= What you will do =
Could you repeat the records shown below exactly as written?

= Data extract =
Issue #55, opened 2015-10-23
`helm remove` to remove a chart from the workspace


technosophos:
While `helm fetch` copies a chart into the workspace, `helm remove` should remove the chart. It should probably have the alias `helm rm`.

technosophos:
@michelleN would you like to take this one since I swiped `helm uninstall` out from under you? (Again, sorry... my bad)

= Output =
Issue #55, opened 2015-10-23
`helm remove` to remove a chart from the workspace


technosophos:
While `helm fetch` copies a chart into the workspace, `helm remove` should remove the chart. It should probably have the alias `helm rm`.

technosophos:
@michelleN would you like to take this one since I swiped `helm uninstall` out from under you? (Again, sorry... my bad)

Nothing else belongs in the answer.